From: Daniel Vetter @ 2021-06-30 14:07 UTC (permalink / raw)
  To: Christian König; +Cc: dri-devel

On Wed, Jun 30, 2021 at 2:36 PM Christian König
<ckoenig.leichtzumerken@gmail.com> wrote:
>
> Daniel pointed me towards this function and there are multiple obvious problems
> in the implementation.
>
> First of all the retry loop is not working as intended. In general the retry
> makes only sense if you grab the reference first and then check the sequence
> values.
>
> Then we should always also wait for the exclusive fence.
>
> It's also good practice to keep the reference around when installing callbacks
> to fences you don't own.
>
> And last the whole implementation was unnecessary complex and rather hard to
> understand which could lead to probably unexpected behavior of the IOCTL.
>
> Fix all this by reworking the implementation from scratch. Dropping the
> whole RCU approach and taking the lock instead.
>
> Only mildly tested and needs a thoughtful review of the code.

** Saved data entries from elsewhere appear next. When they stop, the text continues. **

PR #25850, opened 2024-02-18
feat: implement `force` option for refreshing and `triggeredBy` for `getCachedData`

TheAlexLichter:
### 🔗 Linked issue

Resolves https://github.com/nuxt/nuxt/issues/24332.

And linking https://github.com/nuxt/nuxt/issues/24271 for prep work

### ❓ Type of change

- [ ] 📖 Documentation (updates to the documentation, readme or JSdoc annotations)
- [ ] 🐞 Bug fix (a non-breaking change that fixes an issue)
- [ ] 👌 Enhancement (improving an existing functionality like performance)
- [x] ✨ New feature (a non-breaking change that adds functionality)
- [ ] 🧹 Chore (updates to the build process or auxiliary tools and libraries)
- [ ] ⚠️ Breaking change (fix or feature that would cause existing functionality to change)

### 📚 Description

This PR adds a `force` option to to `refresh` function (from `useAsyncData`) and a force option to `refreshNuxtData`. It allows to bypass a possibly existing `getCachedData` function and forces to refetch.

As `force` cannot be set when watching params, e.g. through `useFetch` or manually in `useAsyncData`, `getCachedData` now receives the "context" that triggered the function and requests the cached data, allowing more granular results.

Happy for feedback on the implementation.

### 📝 Checklist

- [x] I have linked an issue or discussion.
- [x] I have added tests (if possible).
- [ ] I have updated the documentation accordingly.

PR #30678, opened 2025-01-21
`useCache` option for `useFetch` and `useAsyncData`

### LINKED ISSUE #24332: Re-use `getCachedData` when `refresh`ing `asyncData`

### LINKED ISSUE #30663: `useFetch` updates in `dev` and is not changing after `generate`
### Environment

Nuxt v3.15.12 (Windows and Stackblitz)

### Reproduction

https://stackblitz.com/edit/nuxt-starter-sf8je8kp?file=pages%2Findex.vue

### Describe the bug

Launch app in `dev` mode.

When you click on link "Page" and "Index" you see data changing on `useFetch` field and "Payload".
This is the expected behaviour: there is no static data and both `useFetch` and payload are updated when page is changed.

---

Now run `npm run generate` and then `npx serve .output/public`.

Immediately you see "Static" is empty, while it should not be empty.
And when the page is changed for the first time, "Static" data suddenly appears and changes correctly but, what is more confusing, both `useFetch` and "Payload" fields are not changing!

If you reload the page, it will actually get the correct value from `_payload.json`.
But again it will not update when page is changed.

In my understanding when the page is changed lets say from "Index" to "Page" it should see, that "Page" page (lol) has a different payload value for `apiData` property and update it. Instead, the value of  `apiData` stays the same.

---

I really don't understand what is happening, what is expected and what is not here. Is `dev` version correct? Or `generate` version? Why they behave differently?

There are some options to workaround this but they all have disadvantages:

1. Store each useFetch result under unique payload name. **The problem** is obvious — I am duplicating data that already exists in `_payload.json`. What if I have a ton of data? Duplicate it too?
2. `prerenderRoutes(...)` for both URLs and use `$fetch`. **The problem** — it is impossible to preprender routes with query parameters

Please help me, all this `useFetch` and `useAsyncData` stuff is killing me)

In my project I managed to bypass and go around using these composables but this time I can't go around because I need to `useFetch` server with query parameters and that is why I cant use `prerenderRoutes`.

In simple words — how do I get  payload data after `generate` which is present both in `_payload.json` for each route and in each `<name>.html` file?

Gwynerva:
### 🔗 Linked issue

Resolves #24332 and partially resolves #30663

### 📚 Description

Right now Nuxt calls `getCachedData` only once — on initial `useFetch` of `useAsyncData` call. Using `refresh` or `execute` functions or just changing the ref its is watching will skip looking for cached data and tries to fetch.

This completely messes things up for SSG sites created via `nuxi generate` and requires building workarounds for manually checking for static payload first.

So I added an additional boolean option `useCache` in both `useFetch` and `useAsyncData` composables that when `true` will always make them `getCachedData` first.


Gwynerva:
Does not work of `useFetch`. Will fix in a moment.

Gwynerva:
Seems to work now but non-reactive `key` property (#21532) blocks `useCache` full pontential.

Gwynerva:
I don't know why but it fails to return updated `getCachedData` values.

This test fails:

```ts
it('should always call getCachedData when `useCache` is true', async () => {
  let cacheValue = 1;
  const getCachedData = vi.fn(() => ({ val: cacheValue++ }))
  const { data, refresh } = await useAsyncData(() => Promise.resolve({ val: 'fetch' }), { useCache: true, getCachedData })

  for (let i = 0; i < 3; i++) {
    await refresh()
  }

  expect(data.value).toMatchInlineSnapshot(`
    {
      "val": 4,
    }
  `)
  expect(getCachedData).toHaveBeenCalledTimes(4)
})
```

Data value equals `1`, not `4` although `getCachedData` is called four times...

Gwynerva:
Now `data` ref always gets the most recent cache value.

danielroe:
linking https://github.com/nuxt/nuxt/pull/25850 - @TheAlexLichter had started some work on this and may have some ideas on the best way to implement

Gwynerva:
@danielroe Not directly related to this but I think we need some handy tools to manage payload directly and also correct the docs.

The docs and official Nuxt Dev Tools says "data/payload" is related to `useState`, `useFetch` and `useAsyncData` composablses but it is actually so much more than this. It is a unified space for storing application state.

image


It is never said anywhere, that setting `nuxtApp.static.data` is actually the data that will be saved in `_payload.json` when prerendering pages.

This can be used to precisely set the data that is needed to be prerendered.
For example, this is how I save table of contents data for each article page without using any of Nuxt data fetching composables:

```ts
export async function getToc(location: Location)
{
    const nuxtApp = useNuxtApp();
    const strLocation = stringifyLocation(location);
    const tocData = nuxtApp.static.data['toc'] ||= nuxtApp.payload.data['toc'] ||= {};
    return tocData[strLocation] ||= await $fetch(`/api/bitran/toc/${encodeLocation(strLocation)}`);
}
```

With this code, all TOCs are saved under on payload key `toc`, not polluting payload namespace.
This is impossible to do with stardart composables.

image

PR #30634, opened 2025-01-16
refactor(vite): drop `externality` and use vite internal config

danielroe:
### 📚 Description

this drops `externality` which should clean up the dependency tree a _bit_ ([graph](https://npmgraph.js.org/?q=externality)).

this will need testing to ensure behaviour is still the same in dev - you can use the packages published in [this comment](https://github.com/nuxt/nuxt/pull/30635#issuecomment-2596163109) to do so.

PR #30690, opened 2025-01-21
fix(vite): inline shared folder in dev mode

danielroe:
### 📚 Description

this fixes a regression from https://github.com/nuxt/nuxt/pull/30634.

we inline `#shared` folder in dev mode only

(there may be a better solution)


danielroe:
effectively what that does is the same as this, I believe - it gives the shared folder higher priority than the `external` setting.

Mini-ghost (approved):

PR #30704, opened 2025-01-22
feat(nuxt): add type hints for `NuxtPage`

Mini-ghost:
### 📚 Description

Add `props` and `slots` type to `<NuxtPage>` to enhance the developer experience. The type descriptions were adapted from the documentation.

截圖 2025-01-22 晚上7 07 25

If you have any suggestions, please let me know. Thank you!


packages/nuxt/src/pages/runtime/page.ts
```diff
@@ -14,6 +14,23 @@ import { LayoutMetaSymbol, PageRouteSymbol } from '#app/components/injections'
...
+  /**
+   * Control state preservation of pages rendered with the `NuxtPage` component.
+   */
+  keepalive?: boolean | KeepAliveProps
+
+  /**
+   * Control when the `NuxtPage` component is re-rendered.
+   */
+  pageKey?: string | ((route: RouteLocationNormalizedLoaded) => string)
+}
```
Mini-ghost, line 32: It seems we can’t export `NuxtPageProps` like `NuxtLink`. Any suggestions on how we could handle this?

danielroe: We could re-export, as we do here:

- https://github.com/nuxt/nuxt/blob/f209158352b09d1986aa320e29ff36353b91c358/packages/nuxt/src/app/types.ts#L1
- https://github.com/nuxt/nuxt/blob/33789bec056b6409bd99cdf520db53d7bee62076/packages/nuxt/src/app/index.ts#L11

Mini-ghost: Thank you for your guidance.

danielroe (approved):
❤️

PR #30717, opened 2025-01-23
fix(nuxt): use klona to deep clone extractedMeta

### LINKED ISSUE #30695: experimental.scanPageMeta 'after-resolve' combines metas from same-file routes
### Environment

- Operating System: Linux
- Node Version:     v18.20.3
- Nuxt Version:     3.15.2
- CLI Version:      3.20.0
- Nitro Version:    2.10.4
- Builder:          -
- User Config:      compatibilityDate, devtools, experimental
- Runtime Modules:  -
- Build Modules:    -

### Reproduction

Set experimental.scanPageMeta = `after-resolve`
Add routes to existing pages via pages:extended hook.
Add meta data to some of those routes

https://stackblitz.com/edit/nuxt-starter-tpklcoio

### Describe the bug

When adding multiple routes to the same file via pages:extended hook, meta tags are combined top-down to each route when they should be separate as they are different routes.

Image

### Additional context

`experimental.scanPageMeta: true` = good
`experimental.scanPageMeta: false` = good

### Logs

```shell-script

```

xjccc:
### 🔗 Linked issue

resolves https://github.com/nuxt/nuxt/issues/30695

### 📚 Description

I think add a unique cacheKey with `hash(route)` could resolve this?

If has any other idea, please tell me. Thank you very much.


packages/nuxt/src/pages/utils.ts
```diff
@@ -313,7 +316,7 @@ export async function getRouteMeta (contents: string, absolutePath: string, extr
     })
   }
 
-  metaCache[absolutePath] = extractedMeta
+  metaCache[cacheKey] = extractedMeta
   return extractedMeta
```
danielroe, line 320: would it resolve it just to do something like:

```suggestion
  return JSON.parse(JSON.stringify(extractedMeta))
```

xjccc:
```
  if (absolutePath in metaCache && metaCache[absolutePath]) {
    return metaCache[absolutePath]
  }
```

I think it's the reason here? Has `key of absolutePath` cache, `return the first cache`?

Because the file is the same by `page:extends`?

danielroe: yes, we'd also have to update it there too

xjccc: Yes, you are right. Thank you very much. I will update it.

xjccc: Oh.. `extraxtedMeta` has `Set` properties. So, `JSON.stringify` has some problem..

danielroe: we could use klona

xjccc: I have changed this. Please check it out. Thank you very much. ❤

danielroe: you had some nice tests in the previous commit…. is it worth keeping them?

packages/nuxt/test/page-metadata.test.ts
```diff
@@ -63,8 +63,9 @@ definePageMeta({ name: 'bar' })
 
   it('should use and invalidate cache', async () => {
```
danielroe, line 64: To make this test work, I think we probably have to mock `klona` so it doesn't modify the object.

Otherwise it doesn't in fact test whether the cache is used or not.

xjccc: Thank you. I will look at it next day. 🫡

danielroe: pushed a quick test update so I can merge for the patch later today

thank you for your work on this 🙏

danielroe (approved):

PR #30720, opened 2025-01-23
perf(nuxt): enable `Transition` component only on client side

Mini-ghost:
### 📚 Description

- Referenced the approach used in `wrapInKeepAlive`, ensuring that the `<Transition>` components inside `<NuxtPage>` and `<NuxtLayout>` are initialized only on the client side.  
- Separated the code executed on the server from the code executed on the client, which may improve clarity when reading.


packages/nuxt/src/pages/runtime/utils.ts
```diff
@@ -25,6 +25,10 @@ export const wrapInKeepAlive = (props: any, children: any) => {
   return { default: () => import.meta.client && props ? h(KeepAlive, props === true ? {} : props, children) : children }
 }
 
+export const wrapInTransition = (props: any, children: any) => {
+  return { default: () => import.meta.client && props ? h(Transition, props === true ? {} : props, children) : children.default?.() }
+}
```
danielroe, line 30: because this utility function is needed by nuxt core (not just the pages module), we should probably keep it in `packages/nuxt/src/app/components/utils.ts` (unless there's a reason I haven't spotted that it needs to be moved)

packages/nuxt/src/pages/runtime/page.ts
```diff
@@ -101,8 +100,30 @@ export default defineComponent({
             nuxtApp.callHook('page:loading:end')
             pageLoadingEndHookAlreadyCalled = true
           }
+
           previousPageKey = key
 
+          if (import.meta.server) {
```
danielroe, line 106: looking at the vue implementation of `Transition` for SSR, is there any performance benefit or reason to have a separate implementation in nuxt? (I'm guessing yes, but just want to confirm.)

Mini-ghost: I looked into the implementations of `<KeepAlive>` and `<Transition>`.

It seems that `<KeepAlive>` in SSR scenarios returns the default slots early on the server side without continuing to execute its internal implementation.  

https://github.com/vuejs/core/blob/29216853d4eb2bc72c284bcc5234afbca9c81854/packages/runtime-core/src/components/KeepAlive.ts#L79-L109

For `<Transition>`, I couldn’t find any related SSR-specific implementations in `BaseTransition`.  

https://github.com/vuejs/core/blob/29216853d4eb2bc72c284bcc5234afbca9c81854/packages/runtime-core/src/components/BaseTransition.ts#L145-L267

The reason for opening this PR is that `<Transition>` involves DOM operations, so even if the component is initialized on the server side, its functionality wouldn’t be utilized. Additionally, `<Transition>` does not generate extra DOM nodes, so skipping its execution on the server side will not cause hydration errors on the client side. Based on these considerations, I’ve made adjustments in this PR.  

Separating the server-side and client-side implementations also helps to clearly show the differences between the two, rather than relying on numerous conditional checks to understand the logic.  

If there are any adjustments or considerations I might have missed, please let me know. I truly appreciate your feedback. Thank you very much!

danielroe (approved):

PR #30722, opened 2025-01-23
chore: provide version in `package.json`

iiio2:
Here in the package.json file, version is empty. That is why I thought we can give the current version of Nuxt.


danielroe:
Thank you! But I don't think we need to add a version to the repository root. It's not a published package.

iiio2:
Oh, ok @danielroe. Thank you.

PR #30743, opened 2025-01-24
fix(nuxt): change default assets filename

huang-julien:
### 📚 Description

This PR change the default assets filenames. It seems some end-users can still experience CORS issues with css chunks on chromium based browsers due to a bug. 

The workaround in vite was to change the generated hash. Changing the default asset filename would ensure at a 100% that end-users would not encouter this bug anymore.


danielroe (commented):
is there a way we can force the hash to be updated without changing the naming pattern?

huang-julien:
maybe with augmentHash ?  
But this was supposed to be fixed by Vite. Maybe it doesn't apply to assets files ? 
This would also make our pattern align with rollup's default pattern `assets/[name]-[hash][extname]`

danielroe:
I'm very up for changing the asset filenames but let's do this to align with Vite for v4/v4 compat (as it will be a breaking change for some).

danielroe:
I'm closing but if you still think we need to do this, just reopen 🙏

prime_vgem.c has some basic stuff, but it might actually encoding the
broken behaviour. Would be good to extend/fix that I think so we don't
entirely rely on review. We can't really build easily on top of the
testcase Jason created for import/export, since for implicit sync we
need some driver that attaches the fences for us.

There's also a vc4 one, but I guess that's less useful for us :-)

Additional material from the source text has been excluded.